One thing that's clear right off the bat is that he has a hard time inviting you to bed. I presume you've asked him why? Is it because he fears rejection, has performance fears, or is it just low drive alone? 

Has he had his testosterone levels checked?

Another thing that's clear to me is that you have developed some body image issues... whether merited or not. I know it's really hard, but try and make a point to work out for at least 20 minutes a day. I've been doing that recently and it's helped me a lot, for no other reason than I have more energy and really feel better about myself.


----------



## waiwera (Sep 8, 2009)

He sounds very immature... all this grabbing boobs stuff and drunken yelling from the bedroom

First thing is you both need to talk about this... you can't keep trying to guess if he or she is in the mood. 

Having said that... unless were talking dirty we rarely ASK each other for sex. It just happens. 
There's loves and cuddles during day then theres a wink and a nod at bedtime!

But we know each others signals and gestures.. the way he holds my gaze, sitting real close to watch tv, little pat on the arse as he walks by.

What does your husband do to signal (without words) he'd like some sex?


----------



## Browncoat (Mar 25, 2012)

waiwera said:


> He sounds very immature... all this grabbing boobs stuff and drunken yelling from the bedroom


LOL I'd agree with that. Sounds like a frat boy.


----------



## superstar5 (Apr 13, 2012)

Well I do agree that its weird to ask for it in the manner I suggested, and that it usually just happens with less direct ques, I'm just willing to go along with being directly asked as I am at a loss of what else to do at this point. He doesn't make attempts to give signals now, because I was finding his previous attempts awkard and turn offs and responded as such (Boob grabbing, etc). I don't know why this is a problem now, but not the beginning of our marriage...perhaps we just aren't connecting on the same page at this point and in time that will change.


----------



## Enchantment (May 11, 2011)

Hi superstar ~

It seems like there's a bit of miscommunication between you and your husband.

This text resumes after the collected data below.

PR #2899, opened 2020-04-29
E2E test for PriorityQueue Offline case

dylanbronson:
This E2E test does the following:

1. Deploys edgeAgent and edgeHub with multiple routes set from LoadGen -> IotHub (specifically EventHub) with different priorities
2. Deploys LoadGen, TestResultCoordinator and NetworkController modules
3. NetworkController shuts off the network from the cloud
4. LoadGen begins sending messages through edge to the cloud (but since the network is shut off, edge cannot forward them to the cloud)
5. LoadGen finishes sending messages and sends the expected order of those messages to TestResultCoordinator
6. NetworkController turns the network back on
7. The test reads data from EventHub until we have received all the expected messages.
8. The test sends the actual order of the messages received to TestResultCoordinator
9. TestResultCoordinator matches actual to expected messages and returns the result to the test
10. Test passes if all messages received in correct order. Fails otherwise. Duplicates are accounted for (and are legal).

This only works for Linux, as NetworkController hasn't been implemented for Windows yet.


test/connectivity/modules/NetworkController/LinuxTrafficControlController.cs
```diff
@@ -102,16 +102,22 @@ async Task<bool> AddDropRule(CancellationToken cs)
 
                 // Adding rules to filter packages by iotHub IP
                 // Details about how the rules work https://wiki.archlinux.org/index.php/Advanced_traffic_control
+                Log.LogInformation($"Executing: {LinuxTrafficControllerHelper.GetRootRule(this.networkInterfaceName)}");
```
dylanbronson, line 105: These logs were originally just for testing, but they seem helpful, so I kept them in

test/Microsoft.Azure.Devices.Edge.Test/PriorityQueues.cs
```diff
@@ -84,6 +126,31 @@ public async Task PriorityQueueTimeToLive()
...
+        {
+            // Use a set to account for duplicates
+            HashSet<int> results = new HashSet<int>();
+            await this.iotHub.ReceiveEventsAsync(
+                this.runtime.DeviceId,
+                startTime,
+                data =>
+                {
+                    int sequenceNumber = int.Parse(data.Properties["sequenceNumber"].ToString());
+                    Log.Information($"Received message from IoTHub with sequence number: {sequenceNumber}");
```
damonbarry, line 139: This should be `Log.Verbose`

test/Microsoft.Azure.Devices.Edge.Test/helpers/Context.cs
```diff
@@ -161,6 +162,8 @@ public Context()
 
         public Option<string> RelayerImage { get; }
 
+        public Option<string> NetworkControllerImage { get; }
```
damonbarry, line 165: Update `test/README.md` to document this new test parameter.

test/Microsoft.Azure.Devices.Edge.Test/PriorityQueues.cs
```diff
@@ -54,6 +58,44 @@ public async Task PriorityQueueModuleToModuleMessages()
             await this.ValidateResultsAsync();
         }
 
+        [Test]
+        public async Task PriorityQueueModuleToHubMessages()
+        {
+            // TODO: Add Windows and ARM32. Windows won't be able to work for this test until we add NetworkController Windows implementation
+            if (OsPlatform.IsWindows() || !OsPlatform.Is64Bit())
```
varunpuranik, line 65: Is there a reason to block it in code, in this test?
Since we don't even run these tests on Windows, it should not matter, right? And when we enable NetworkController on Windows, it can start running automatically?

dylanbronson: The E2E test suite runs in Windows, just not this specific test. Other tests in this file will also run on Windows very soon - just a matter of debugging.
So when these run on the pipeline (using dotnet test), this needs to be there to skip the test for Windows. Unless there's some other way of skipping them.

test/connectivity/modules/NetworkController/Program.cs
```diff
@@ -73,10 +80,35 @@ static async Task Main()
...
+        {
+            Environment.SetEnvironmentVariable("IOTEDGE_GATEWAYHOSTNAME", string.Empty);
+            ModuleClient moduleClient = await ModuleUtil.CreateModuleClientAsync(TransportType.Amqp_Tcp_Only, ModuleUtil.DefaultTimeoutErrorDetectionStrategy, ModuleUtil.DefaultTransientRetryStrategy);
+            await moduleClient.SetMethodHandlerAsync("toggleConnectivity", ToggleConnectivity, new Tuple<string, CancellationToken>(networkInterfaceName, token));
+        }
+
+        private static async Task<MethodResponse> ToggleConnectivity(MethodRequest methodRequest, object userContext)
+        {
+            Log.LogInformation("Direct method toggleConnectivity has been invoked.");
+            var networkInterfaceNameAndToken = (Tuple<string, CancellationToken>)userContext;
```
ancaantochi, line 98: nit: see named tuples so you can use the names instead of Item1, Item2

test/connectivity/modules/NetworkController/Program.cs
```diff
@@ -31,7 +37,7 @@ static async Task Main()
                         var offline = new OfflineController(name, Settings.Current.IotHubHostname, Settings.Current.NetworkRunProfile.ProfileSetting);
                         var satellite = new SatelliteController(name, Settings.Current.IotHubHostname, Settings.Current.NetworkRunProfile.ProfileSetting);
                         var cellular = new CellularController(name, Settings.Current.IotHubHostname, Settings.Current.NetworkRunProfile.ProfileSetting);
-                        var controllers = new List<INetworkController>() { offline, satellite, cellular };
+                        controllers = new List<INetworkController>() { offline, satellite, cellular };
```
ancaantochi, line 40: nit: add controllers to the list instead of creating new list

test/connectivity/modules/NetworkController/Program.cs
```diff
@@ -73,10 +80,35 @@ static async Task Main()
...
             await cts.Token.WhenCanceled();
+            await CleanupControllingRulesOnShutdown(controllers, CancellationToken.None);
             completed.Set();
             handler.ForEach(h => GC.KeepAlive(h));
         }
 
+        private static async Task SetToggleConnectivityMethod(string networkInterfaceName, CancellationToken token)
+        {
+            Environment.SetEnvironmentVariable("IOTEDGE_GATEWAYHOSTNAME", string.Empty);
+            ModuleClient moduleClient = await ModuleUtil.CreateModuleClientAsync(TransportType.Amqp_Tcp_Only, ModuleUtil.DefaultTimeoutErrorDetectionStrategy, ModuleUtil.DefaultTransientRetryStrategy);
```
ancaantochi, line 91: Read the TransportType from env variable

test/connectivity/modules/NetworkController/Program.cs
```diff
@@ -73,10 +80,35 @@ static async Task Main()
...
+            await moduleClient.SetMethodHandlerAsync("toggleConnectivity", ToggleConnectivity, new Tuple<string, CancellationToken>(networkInterfaceName, token));
+        }
+
+        private static async Task<MethodResponse> ToggleConnectivity(MethodRequest methodRequest, object userContext)
+        {
+            Log.LogInformation("Direct method toggleConnectivity has been invoked.");
+            var networkInterfaceNameAndToken = (Tuple<string, CancellationToken>)userContext;
+
+            // true for network on (restriction disabled), false for network off (restriction enabled)
+            bool networkOnValue = (bool)JObject.Parse(methodRequest.DataAsJson)["networkOnValue"];
```
ancaantochi, line 101: please use Boolean.TryParse

test/Microsoft.Azure.Devices.Edge.Test/PriorityQueues.cs
```diff
@@ -54,6 +58,42 @@ public async Task PriorityQueueModuleToModuleMessages()
...
+            string networkControllerImage = Context.Current.NetworkControllerImage.Expect(() => new ArgumentException("networkControllerImage parameter is required for Priority Queues test"));
+            string trackingId = Guid.NewGuid().ToString();
+            TestInfo testInfo = this.InitTestInfo(5, 1000, true);
+
+            var testResultReportingClient = new TestResultReportingClient { BaseUrl = "http://localhost:5001" };
+
+            Action<EdgeConfigBuilder> addInitialConfig = this.BuildAddInitialConfig(trackingId, "hubtest", trcImage, loadGenImage, testInfo, true);
+            Action<EdgeConfigBuilder> addNetworkControllerConfig = this.BuildAddNetworkControllerConfig(trackingId, networkControllerImage);
+            EdgeDeployment deployment = await this.runtime.DeployConfigurationAsync(addInitialConfig + addNetworkControllerConfig, token);
+            await this.ToggleConnectivity(false, NetworkControllerModuleName, token);
```
ancaantochi, line 83: It's not easy to understand what false/true means for ToggleConnectivity. Maybe sending networkOn/Off or online/offline is more clear.

PR #2904, opened 2020-04-30
Fix route config change bug

philipktlin:
When route endpoint is removing, endpoint executor's cancellation token source will be canceled. And endpoint executor is running inside a loop to process messages and wait for endpoint executor FSM to run sending command. Inside FSM, it will keep retry sending messages until delivered or any exception not able to retry. If an invalid/non-existing endpoint is defined, it will keep retrying forever and endpoint executor is awaiting the result from the sending command forever. Therefore we need to have a way to tell FSM that endpoint is removing and should stop retrying. Since endpoint executor is awaiting forever, it block the removal of endpoint which will block to add/update endpoints (in Dispatcher.ReplaceRoutes method).

In order to let FSM aware of removing endpoints, endpoint executor need to call FSM CloseAsync to complete current command in FSM.  This will unblock sendMessageTask and allow to completely remove endpoint executor.  In previous PR https://github.com/Azure/iotedge/pull/2865, Mike commented to use ImmutableDictionary and close all FSMs to unblock sendMessageTask in EndpointExecutor.

Step to reproduce:

Run iotedge with tempsenor and tempfilter; set up to route messages from tempsensor to tempfilterXXX, which is an invalid route.
start to run iotedged and check log of tempFilter, there is no message shown.
fix route to tempfilter and deploy.
expected tempfilter log should start showing up records, but it doesn't since the route can't be removed and new route can't be added.


edge-hub/src/Microsoft.Azure.Devices.Routing.Core/endpoints/StoringAsyncEndpointExecutor.cs
```diff
@@ -1,153 +1,162 @@
-// Copyright (c) Microsoft. All rights reserved.
```
varunpuranik, line 1: Is there some formatting issue here? Why are all lines showing up as diffs? Can you pls fix that.. hard to tell what has actually changed.

edge-hub/src/Microsoft.Azure.Devices.Routing.Core/endpoints/StoringAsyncEndpointExecutor.cs
```diff
@@ -44,7 +44,7 @@ public class StoringAsyncEndpointExecutor : IEndpointExecutor
             this.options = Preconditions.CheckNotNull(options);
             this.messageStore = messageStore;
             this.sendMessageTask = Task.Run(this.SendMessagesPump);
-            this.prioritiesToFsms = new AtomicReference<SortedDictionary<uint, EndpointExecutorFsm>>(new SortedDictionary<uint, EndpointExecutorFsm>());
+            this.prioritiesToFsms = new AtomicReference<ImmutableDictionary<uint, EndpointExecutorFsm>>(ImmutableDictionary<uint, EndpointExecutorFsm>.Empty);
```
myagley, line 47: Were we relying on the sorted-ness of the `SortedDictionary`?

edge-hub/src/Microsoft.Azure.Devices.Routing.Core/endpoints/StoringAsyncEndpointExecutor.cs
```diff
@@ -144,10 +151,11 @@ public async Task UpdatePriorities(IList<uint> priorities, Option<Endpoint> newE
             // Update priorities by merging the new ones with the existing.
             // We don't ever remove stale priorities, otherwise stored messages
             // pending for a removed priority will never get sent.
-            SortedDictionary<uint, EndpointExecutorFsm> snapshot = this.prioritiesToFsms;
+            ImmutableDictionary<uint, EndpointExecutorFsm> snapshot = this.prioritiesToFsms;
+            Dictionary<uint, EndpointExecutorFsm> updatedSnapshot = new Dictionary<uint, EndpointExecutorFsm>(snapshot);
```
varunpuranik, line 155: Why do we need this?

edge-hub/src/Microsoft.Azure.Devices.Routing.Core/endpoints/StoringAsyncEndpointExecutor.cs
```diff
@@ -159,22 +167,22 @@ public async Task UpdatePriorities(IList<uint> priorities, Option<Endpoint> newE
...
                     // Update the existing FSM with the new endpoint
-                    EndpointExecutorFsm fsm = snapshot[priority];
+                    EndpointExecutorFsm fsm = updatedSnapshot[priority];
                     await newEndpoint.ForEachAsync(e => fsm.RunAsync(Commands.UpdateEndpoint(e)));
                 }
             }
 
-            this.prioritiesToFsms.Value = snapshot;
-            Events.UpdatePrioritiesSuccess(this, snapshot.Keys.ToList());
+            this.prioritiesToFsms.CompareAndSet(snapshot, updatedSnapshot.ToImmutableDictionary());
```
varunpuranik, line 180: What happens if this compare fails?

edge-hub/src/Microsoft.Azure.Devices.Routing.Core/endpoints/StoringAsyncEndpointExecutor.cs
varunpuranik: Yeah, to process messages in priority order.. but he is sorting the dict before using below, so that should work.

varunpuranik:
Can we add some tests for this?

edge-hub/src/Microsoft.Azure.Devices.Routing.Core/endpoints/StoringAsyncEndpointExecutor.cs
philipktlin: we need to update dictionary and use immutable dictionary will create many copies.  Therefore I created a local copy of dictionary for update and convert to immutable dictionary once at the end.

edge-hub/src/Microsoft.Azure.Devices.Routing.Core/endpoints/StoringAsyncEndpointExecutor.cs
philipktlin: There are 2 places calling prioritiesToFsms.CompareAndSet in this class, which are UpdatePriorites and Dispose methods.  Dispose method should be called by GC once CloseAsync method is called and free up all the references and all other methods are completed.  Therefore Dispose should not be called at the same time of UpdatePriorities.  So what happens if 2 threads calling UpdatePriorites method?  Currently there are 2 places call to UpdatePriorities method, 1) from StoringAsyncEndpointExecutorFactory.CreateAsync method, this is create scenario.  Therefore it should not have 2 threads to try calling UpdatePriorities. 2) from its SetEndpoint method, this means 2 config change requests sending to EdgeHub almost at the same time and one is updated successfully but not the other.  This line will throw exception and will catch in SetEndpoint method try-catch block and report SetEndpointFailure, then rethrow and caught again in ConfigUpdater, which logs an error.

edge-hub/src/Microsoft.Azure.Devices.Routing.Core/endpoints/StoringAsyncEndpointExecutor.cs
richma-ms, line 155: >snapshot [](start = 110, length = 8)

can this just be prioritiesToFsms and have the snapshot taken implicitly?

richma-ms, line 155: >Dictionary [](start = 12, length = 10)

why not use a SortedDictionary as the updated snapshot?  You can still convert it to an ImmutableDictionary at the end when writing back to the AtomicReference.  This way the sorting is happening on insertion, and we wouldn't have to re-sort on every iteration of the message pump loop.

edge-hub/src/Microsoft.Azure.Devices.Routing.Core/endpoints/StoringAsyncEndpointExecutor.cs
```diff
@@ -214,11 +222,12 @@ async Task SendMessagesPump()
                     {
                         await this.hasMessagesInQueue.WaitAsync(this.options.BatchTimeout);
 
-                        SortedDictionary<uint, EndpointExecutorFsm> snapshot = this.prioritiesToFsms;
+                        ImmutableDictionary<uint, EndpointExecutorFsm> snapshot = this.prioritiesToFsms;
                         bool haveMessagesRemaining = false;
 
+                        uint[] orderedPriorities = snapshot.Keys.OrderBy(k => k).ToArray();
```
richma-ms, line 228: >uint[] orderedPriorities = snapshot.Keys.OrderBy(k => k).ToArray(); [](start = 24, length = 67)

see above comment, we're re-sorting here on inner loop, which seems unnecessary if the priorities haven't changed

edge-hub/src/Microsoft.Azure.Devices.Routing.Core/endpoints/StoringAsyncEndpointExecutor.cs
philipktlin: It is because ImmutableDictionary is not guaranteed to be sorted, and we should not depend on internal implementation how immutableDictionary persist the data.  Therefore uses Dictionary here and do sorting during consumption.

edge-hub/src/Microsoft.Azure.Devices.Routing.Core/endpoints/StoringAsyncEndpointExecutor.cs
philipktlin: see reply above.

edge-hub/src/Microsoft.Azure.Devices.Routing.Core/endpoints/StoringAsyncEndpointExecutor.cs
philipktlin: Yes. I will log an event if CompareAndSet returns false.  I traced up the usages and all methods changing endpoints in dispatcher used async lock to avoid 2 threads to calling any executor at the same time.

varunpuranik: In that case, why do you need CompareAndSet? Just use the Set.

edge-hub/src/Microsoft.Azure.Devices.Routing.Core/endpoints/StoringAsyncEndpointExecutor.cs
```diff
@@ -159,22 +167,28 @@ public async Task UpdatePriorities(IList<uint> priorities, Option<Endpoint> newE
...
                     // Update the existing FSM with the new endpoint
-                    EndpointExecutorFsm fsm = snapshot[priority];
+                    EndpointExecutorFsm fsm = updatedSnapshot[priority];
                     await newEndpoint.ForEachAsync(e => fsm.RunAsync(Commands.UpdateEndpoint(e)));
                 }
             }
 
-            this.prioritiesToFsms.Value = snapshot;
-            Events.UpdatePrioritiesSuccess(this, snapshot.Keys.ToList());
+            if (this.prioritiesToFsms.CompareAndSet(snapshot, updatedSnapshot.ToImmutableDictionary()))
```
philipktlin, line 180: @varunpuranik  I think it is more safe to use CompareAndSet and write an error log if happens.

edge-hub/src/Microsoft.Azure.Devices.Routing.Core/endpoints/StoringAsyncEndpointExecutor.cs
philipktlin: It is more preventive.  Even caller get changed and causes race condition, at least we will report it in log.

philipktlin:
> Can we add some tests for this?

Done.  Add 1 test to ensure that in-processing FSM will get closed if Endpoint executor close method is called.

PR #2906, opened 2020-04-30
Update window package versioning on Window Edgelet pipeline for master branch

yophilav:
Update window package versioning on Window Edgelet build pipeline for master branch.
The current way of version concatenation can produce a version string that violates `FFFF.FFFF.FFFF.FFFF` format.


builds/misc/packages.yaml
```diff
@@ -135,7 +135,13 @@ jobs:
     steps:
       - powershell: |
           $base_version = Get-Content -Path "$(Build.SourcesDirectory)\edgelet\version.txt"
-          $version = ("{0}{1}" -f $base_version, $(Build.BuildNumber))
+          if ($base_version -like '*~*') {
+            $version = ("{0}{1}" -f $base_version, $(Build.BuildNumber))
+          } else {
+            $version = $base_version
+          }
+          echo "base_version=$base_version"
```
arsing, line 143: Are you planning to leave these in or are they just for debugging? If you're planning to leave them in, use `Write-Host` instead of `echo`.

arsing:
>Fixing window package version on master

The build is fine on master, right? It's only broken on `release/*` ?

yophilav:
> > Fixing window package version on master
> 
> The build is fine on master, right? It's only broken on `release/*` ?

That is correct. The build is fine because we are using `1.0.10~dev` version.

builds/misc/packages.yaml
yophilav: Done.

arsing:
>>>Fixing window package version on master
>>
>>The build is fine on master, right? It's only broken on `release/*` ?
>
>That is correct. The build is fine because we are using `1.0.10~dev` version.

Right, so please fix the commit message before you merge it.

Also, I assume you tested this on the `release/1.0.9` branch already?

yophilav:
> > > > Fixing window package version on master
> > > 
> > > 
> > > The build is fine on master, right? It's only broken on `release/*` ?
> > 
> > 
> > That is correct. The build is fine because we are using `1.0.10~dev` version.
> 
> Right, so please fix the commit message before you merge it.
> 
> Also, I assume you tested this on the `release/1.0.9` branch already?

Yes, I did.

PR #2911, opened 2020-04-30
Limit route priority to 0-9

richma-ms:
For the initial iteration of prioritized messages, we're limiting the usage to 10 different customizable values, 0-9 inclusive.


edge-hub/src/Microsoft.Azure.Devices.Edge.Hub.Core/config/RouteConfiguration.cs
```diff
@@ -22,8 +23,15 @@ public RouteConfiguration(string route)
         public RouteConfiguration(string route, uint priority, uint timeToLiveSecs)
         {
             this.Route = Preconditions.CheckNonWhiteSpace(route, nameof(route));
-            this.Priority = priority;
             this.TimeToLiveSecs = timeToLiveSecs;
+
+            // Verify the route, this must be either between [0-9], or the default value
+            if ((priority < 0 || priority > 9) && priority != RouteFactory.DefaultPriority)
```
varunpuranik, line 29: Do we have tests for this?

varunpuranik: What happens when I set a route to 20? Does EH log the error and continue chugging along? Gets default priority?

richma-ms: no, the exception is caught and sent up as reported status by the Agent

PR #2916, opened 2020-05-04
added authenticator for edgehub

vipeller:


mqtt/mqtt-broker/src/edgehub_auth.rs
```diff
@@ -0,0 +1,370 @@
...
+    password: Option<String>,
+    certificate: Option<String>,
+    certificate_chain: Option<Vec<String>>,
+}
+
+impl From<(Option<String>, Credentials)> for EdgeHubAuthRequest {
+    fn from(item: (Option<String>, Credentials)) -> Self {
+        let (password, certificate) = match item.1 {
+            Credentials::Password(p) => (p, None),
+            Credentials::ClientCertificate(c) => (None, Some(encode(c))),
```
dmolokanov, line 73:
```suggestion
            Credentials::ClientCertificate(c) => (None, Some(base64::encode(c))),
```

mqtt/mqtt-broker/src/edgehub_auth.rs
```diff
@@ -0,0 +1,370 @@
+use async_trait::async_trait;
+use base64::encode;
+use failure::ResultExt;
+use serde::{Deserialize, Serialize};
+use std::fmt;
+
+use crate::auth::{AuthId, Authenticator, Credentials};
+use crate::{Error, ErrorKind};
+
+pub struct EdgeHubAuthenticator {
```
dmolokanov, line 10: Usually it easier to read when code for a struct structured this way
```rust
// struct goes first
pub struct Foo{ ... }

// impl with constructor and other methods goes next
impl Foo {
  // struct lifecycle usually starts with constructor
  pub fn new() { }
  ...
  // other function goes next
  pub fn do_work() {
    do_step1();
    do_step2();
  }
  
  // each step of algorithm `do_work` goes right after `do_work` method 
  fn do_step1() { .. }
  fn do_step2() { .. }

  // another method
  pub fn do_some_thing_else() { .. }
}

// impl traits after impl Foo
impl TraitBar for Foo {
  fn bar(&self) -> A { .. }
}
```

mqtt/mqtt-broker/src/edgehub_auth.rs
```diff
@@ -0,0 +1,370 @@
...
+}
+
+struct EdgeHubResultCodeVisitor;
+impl<'de> serde::de::Visitor<'de> for EdgeHubResultCodeVisitor {
+    type Value = EdgeHubResultCode;
+    fn expecting(&self, f: &mut fmt::Formatter<'_>) -> fmt::Result {
+        f.write_str("200 or 403")
+    }
+
+    impl_for!(visit_i32, i32);
```
dmolokanov, line 133: I think we can use existing solution https://github.com/dtolnay/serde-repr

mqtt/mqtt-broker/src/edgehub_auth.rs
```diff
@@ -0,0 +1,370 @@
...
+
+    use base64::decode;
+    use matches::assert_matches;
+    use mockito::{mock, Matcher};
+
+    use crate::auth::{AuthId, Authenticator, Certificate, Credentials};
+    use crate::edgehub_auth::EdgeHubAuthenticator;
+    use crate::Error;
+
+    const CERT: &str = "MIIBLjCB1AIJAOTg4Zxl8B7jMAoGCCqGSM49BAMCMB8xHTAbBgNVBAMMFFRodW1i\
```
dmolokanov, line 156: I hope it's not really cert and url below don't exist. For unit tests you can use fake values, right?

mqtt/mqtt-broker/src/edgehub_auth.rs
```diff
@@ -0,0 +1,370 @@
...
+        .with_body(r#"{"result": 200, "identity":"vikauthtest.azure-devices.net/ca_root","version": "2020-04-20"}"#)
+        .create();
+
+        let authenticator = EdgeHubAuthenticator {
+            url: mockito::server_url() + "/authenticate/",
+        };
+        let cert_as_string = CERT.to_string();
+        let raw_cert_result = decode(cert_as_string);
+        let raw_cert = raw_cert_result.unwrap();
+        let cert: Certificate = Certificate::from(raw_cert);
```
dmolokanov, line 177: if you use from you dont need to put type for definition
```suggestion
        let cert = Certificate::from(raw_cert);
```

mqtt/mqtt-broker/src/edgehub_auth.rs
```diff
@@ -0,0 +1,370 @@
...
+        let _m = mock("POST", "/authenticate/")
+        .with_status(200)
+        .with_body(r#"{"result": 200, "identity":"vikauthtest.azure-devices.net/ca_root","version": "2020-04-20"}"#)
+        .create();
+
+        let authenticator = EdgeHubAuthenticator {
+            url: mockito::server_url() + "/authenticate/",
+        };
+        let cert_as_string = CERT.to_string();
+        let raw_cert_result = decode(cert_as_string);
```
dmolokanov, line 175:
```suggestion
        let raw_cert = base64::decode(CERT.to_string()).expect("cert");
```

mqtt/mqtt-broker/src/edgehub_auth.rs
```diff
@@ -0,0 +1,370 @@
...
+    async fn auth_request(
+        username: &str,
+        credentials: Credentials,
+    ) -> Result<Option<AuthId>, Error> {
+        let authenticator = EdgeHubAuthenticator {
+            url: mockito::server_url() + "/authenticate/",
+        };
+
+        authenticator
+            .authenticate(Some(username.to_string()), credentials)
```
dmolokanov, line 363: Usually I put method under test in the test method body and not hide it in some other function, and extract setup step in the separate functions instead.

mqtt/mqtt-broker/src/error.rs
```diff
@@ -9,6 +9,18 @@ pub struct Error {
 
 #[derive(Debug, Fail, PartialEq)]
 pub enum ErrorKind {
+    #[fail(display = "Authentication: failed to execute.")]
+    AuthExecution,
```
dmolokanov, line 13: It's better to move this as a inner error for Auth error.
`Error::Authenticate(AuthenticateError::Execution(...))`

mqtt/mqtt-broker/src/edgehub_auth.rs
```diff
@@ -0,0 +1,370 @@
...
+            EdgeHubResultCode::Unauthenticated => Ok(None),
+        }
+    }
+}
+
+macro_rules! impl_for{
+    ($fun_name:ident, $typ:ident) => {
+        fn $fun_name<E: serde::de::Error>(self, v: $typ) -> Result<EdgeHubResultCode, E> {
+            match v {
+                200 => Ok(EdgeHubResultCode::Authenticated),
```
lfitchett, line 118: Is there a way to avoid double defining this relation? The enum already defines Authenticated as 200 and Unauthenticated as 403, can you use that?

mqtt/mqtt-broker/src/edgehub_auth.rs
```diff
@@ -0,0 +1,370 @@
...
+#[derive(Deserialize)]
+#[serde(rename_all = "snake_case")]
+pub struct EdgeHubAuthResponse {
+    version: String,
+    result: EdgeHubResultCode,
+    identity: Option<String>,
+}
+
+impl EdgeHubAuthResponse {
+    fn into_auth_id(self) -> Result<Option<AuthId>, Error> {
```
vadim-kovalyov, line 102: why not also implement From? were there any issues with that?

mqtt/mqtt-broker/src/edgehub_auth.rs
```diff
@@ -0,0 +1,370 @@
...
+    username: Option<String>,
+    password: Option<String>,
+    certificate: Option<String>,
+    certificate_chain: Option<Vec<String>>,
+}
+
+impl From<(Option<String>, Credentials)> for EdgeHubAuthRequest {
+    fn from(item: (Option<String>, Credentials)) -> Self {
+        let (password, certificate) = match item.1 {
+            Credentials::Password(p) => (p, None),
```
vadim-kovalyov, line 72: as far as I can see, this line will always match. Maybe you wanted `Credentials::Password(**Some(p)**) => (p, None),`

Have YOU ever instigated any of these discussions with your husband, so that you aren't taken aback at an inconvenient time?

If I were you, I would start one of these discussions and broaden it to the overall state of your marriage. In particular, coming to an agreement that you both feel sexual intimacy is important, that you both feel it is helpful if both of you have opportunities to initiate that intimacy, and discussing things that turn you on or turn you off will be helpful.

As well, discussing why your husband doesn't want to initiate sex, and why you don't want to initiate communication should be on your list to think about.

If you two routinely have problems in communicating with each other, then you may want to consider meeting with a professional therapist to help you work through some of those issues. Meeting with a therapist can be a lot cheaper than building up resentments over the disconnects and ending up splitting up. It can be an investment in your marriage, and if your husband has self-esteem issues, then those could be addressed as well.

Best wishes.


----------



## Browncoat (Mar 25, 2012)

I like it when my wife tells me how to get her attention the way she wants it. She has this playful way of telling me what works and what doesn't. Makes it fun to experiment now and then with different types of kisses. Sometimes I even do over-the-top hold my wife and swing her gently in my arms until she's looking up towards the ceiling with her head cradled in my arm and give her the big hollywood style kiss. Just for giggles and well... because I like to kiss her.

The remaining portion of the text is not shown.